The settlement between Edison International, EME and a majority of EME's senior unsecured creditors resolves all claims between EME and Edison International, and will be incorporated into EME's reorganization plan, which includes the sale of most of the utility's assets to NRG Energy Inc.
Following the sale to NRG, which has been challenged by the U.S. Securities and Exchange Commission and the Internal Revenue Service, EME is expected to have an estimated $1.2 billion worth of unused tax attributes, according to Edison International Chairman and CEO Ted Craver, and Edison International will pay creditors 50 percent of the amount of the tax attributes, plus interest or deferred payments.
Carver said EME will remain a wholly-owned subsidiary of Edison International, which plans to continue to consolidate EME for income tax purposes.
“By resolving this lingering uncertainty, [the settlement] reduces risk and allows investors to focus more clearly on the core Edison International investment thesis,” Carver said in a conference call.
The deal is subject to approval by an Illinois bankruptcy court.
California-based EME entered bankruptcy in December 2012, citing plummeting electricity prices because of increased natural gas production and the cost of complying with coal plant emission requirements imposed by state and federal regulators.
The company listed $5.13 billion in assets against $5.09 billion in liabilities as of the petition date, including $3.7 billion in principal owed to holders of senior unsecured notes.
NRG in October announced it had agreed to purchase virtually all the assets of EME for $2.6 billion, adding nearly 8,000 megawatts of power generation to the electricity giant's portfolio.

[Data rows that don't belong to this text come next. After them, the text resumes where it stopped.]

PR #97, opened 2021-01-08
[XMaterial] Get an XMaterial from a Block

OhSry:
This could be useful instead of people having to get the type and the data then convert it into an ItemStack just to get an XMaterial out of it.


CryptoMorin:
There's a reason behind XBlock. **block.getData()** doesn't work since it's different for rotational, directional and ... blocks.

PR #106, opened 2021-03-02
[XItemStack] Major Changes - Map, Book & SpawnEgg Support

DeadSilenceIV:
Hello i added the BookMeta and the MapMeta into the project, also the SkullMeta serialization and deserialization was fixed for legacy versions. I also fixed some unsupported methods for legacy versions.

Issue #91, opened 2020-12-08
[XMaterial] - Filled Map #0 resolves into MAP instead of FILLED_MAP in legacy versions


LOOHP:
**Description**
Filled Maps in 1.8 resolves into MAP (which is for empty maps) instead of FILLED_MAP

In version 1.8.9:
Opens a map in the game
XMaterial material = XMaterial.matchXMaterial(playerItemStackInHand);
material -> XMaterial.MAP (which should be XMaterial.FILLED_MAP)

**Version**
This bug occurs on 1.8.9 but it works fine on 1.16.4

CryptoMorin:
This only happens to **Map #0* which really can't be fixed since both this and EMPTY_MAP have a data value of 0 and there isn't a way to detect whether it's a filled map or not.

The only way is to check if the item meta is an instance of [MapMeta](https://hub.spigotmc.org/javadocs/bukkit/org/bukkit/inventory/meta/MapMeta.html) which is not something that XMaterial is supposed to do. Adds an extra check only to support a single material.

LOOHP:
Ah alright, then I'll do the check myself. Thank you.

PR #107, opened 2021-03-03
[XMaterial] Fixed FILLED_MAP Matching in Legacy Versions

DeadSilenceIV:


DeadSilenceIV:
Any updates on this topic?

CryptoMorin:
I'm just going to leave a description for future references.

Original Issue: #106 (Also related to #91)
> This change was made because in legacy versions the filled map is saved as "MAP" and at the moment of deserializing it will take the form of an empty map instead of a filled map (Ik, it's kind of confusing but i've already tested it and it is working as it should for legacy and newer versions), You can try yourself with the current version and will see the issue i'm refering.

In legacy versions (1.12 and below) Minecraft assigns a new data value (durability) every time a map is created (FILLED_MAP). The increment starts from **0**

---

Tested using **1.8.9 and 1.12.2 PlayerInteractEvent** comparing how it behaves differently. 
First by clicking on a **MAP** material and then clicking on a **FILLED_MAP**:
```java
ItemStack item = player.getItemInHand();
XMaterial mat = XMaterial.matchXMaterial(item);
print(mat.name() + " - " + mat.parseMaterial() + " - " + mat.parseItem() 
        + " | &9" + item.getType() + " (" + item.getDurability() + ")");
```
The blue part is supposed to be the same obviously.
The green text compares the material using this new system and the red text compares with the current system:

Screenshot 2021-03-17 233316
---
But when used on a fresh world as the first map:

Screenshot 2021-03-18 000418

CryptoMorin:
This needs to be optimized further, but I'll take care of that.

PR #108, opened 2021-03-05
Adds XVersion to make methods that are relevant to Bukkit server version independent.

portlek:


CryptoMorin:
Let's not please... I want the classes to be standalone. It's not doing any harm to the performance. Design is debatable, but like I said, I want them to be independent.

It might be questionable that why XBiome and XEntity should depend on XMaterial, but the core of this class is XMaterial. Other utilities of this class that depend on the version are rarely used without using XMaterial too.

So, if you really want to change it, it's better to write independent version checks (they don't necessarily need to implement the full system in XMaterial) for those utilities.

PR #110, opened 2021-03-05
Adds delegation for Bukkit's configuration section.

portlek:
That allows developers to use serialize/deserialize methods with their own configuration section implementations.

### DIFF
--- a/pom.xml
+++ b/pom.xml
@@ -63,6 +63,12 @@
 
     <dependencies>
         <dependency>
+            <groupId>org.projectlombok</groupId>
+            <artifactId>lombok</artifactId>
+            <version>1.18.18</version>
+            <scope>provided</scope>
+        </dependency>
+        <dependency>
             <groupId>org.spigotmc</groupId>
             <artifactId>spigot</artifactId>
             <version>1.16.4-R0.1-SNAPSHOT</version>
--- a/src/main/java/com/cryptomorin/xseries/XEntity.java
+++ b/src/main/java/com/cryptomorin/xseries/XEntity.java
@@ -21,6 +21,8 @@
  */
 package com.cryptomorin.xseries;
 
+import com.cryptomorin.xseries.section.BukkitConfigurationSection;
+import com.cryptomorin.xseries.section.XConfigurationSection;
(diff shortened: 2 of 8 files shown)


portlek:
For example, this is my own configuration section interface;
image

CryptoMorin:
I'm planning to use a map instead like you suggested a long time ago. This is just too overkill.

portlek:
> I'm planning to use a map instead like you suggested a long time ago. This is just too overkill.

Yea I suggested but I think this is also a simple way to implement so I did it.

portlek:
Also, about map as a parameter, maybe this may be a little bit buggy or slow because if you want to add backward compatibility for the deserialize/serialize methods, you must make a method that converts the sections in the section map into a real map, It's something like that;
```java
@NotNull
default Map<String, Object> getMapValues(final boolean deep) {
  return this.getValues(deep).entrySet().stream()
    .map(entry -> {
      final var key = entry.getKey();
      final var value = entry.getValue();
      if (value instanceof ConfigurationSection) {
        return new AbstractMap.SimpleEntry<>(key, ((ConfigurationSection) value).getMapValues(deep));
      }
      return new AbstractMap.SimpleEntry<>(key, value);
    })
    .collect(Collectors.toMap(Map.Entry::getKey, Map.Entry::getValue));
}
```

DeadSilenceIV:
Hello portlek, i would like to know what would be the benefits of using the **BukkitConfigurationSection** class instead of the normal **ConfigurationSection** class (Just for curiosity).

portlek:
> Hello portlek, i would like to know what would be the benefits of using the **BukkitConfigurationSection** class instead of the normal **ConfigurationSection** class (Just for curiosity).

if someone uses their own configuration section library like Simple-YAML or others, you can't use the serialization method, so XSeries have to use their own configuration section interface on the methods then BukkitConfigurationSection must delegate/wrap the original Bukkit configuration section. That's it. It looks like a stupid idea but it works :D

CryptoMorin:
Right now, the problem is I want to keep these classes as independent as possible.
I'll have to think about it.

NRG plans to acquire EME's power generation portfolio, which consists of both fossil fuel and renewable generation, as well as its proprietary trading and asset management platform.
In connection with the deal, NRG will assume more than $1.5 billion in nonrecourse debt, of which $273 million is associated with assets designated as noncore assets. The company is paying a $350 million portion of the deal with approximately 12.7 million shares of NRG common stock, the rest will be paid with cash on hand.
However EME's reorganization plan has come under fire from the federal government, with the SEC saying last week that it improperly affords the company and its subsidiaries a discharge of their debts.
The SEC argued in court papers that the U.S. Bankruptcy Code does not allow a debtor that is selling substantially all of its assets or that will not engage in business after the plan is confirmed to free itself of its debts. Congress included the provision because it wanted to discourage trafficking in shells of corporate entities in Chapter 11 liquidations, the commission contends.
For its part, the IRS said EME's Chapter 11 plan contains numerous provisions that infringed the agency's $1.3 billion tax claim against the estate.
The sale to NRG has received the green light from the Federal Trade Commission, which has granted early termination status to the deal under the Hart-Scott-Rodino Antitrust Improvements Act after the commission and the U.S. Department of Justice's Antitrust Division determined not to take any enforcement action during the waiting period.
EME is represented by James H.M. Sprayregen, David R. Seligman, Sarah Hiltz Seewer and Joshua A. Sussberg of Kirkland & Ellis LLP.
The case is In re: Edison Mission Energy et al., case number 1:12-bk-49219, in the U.S. Bankruptcy Court for the Northern District of Illinois.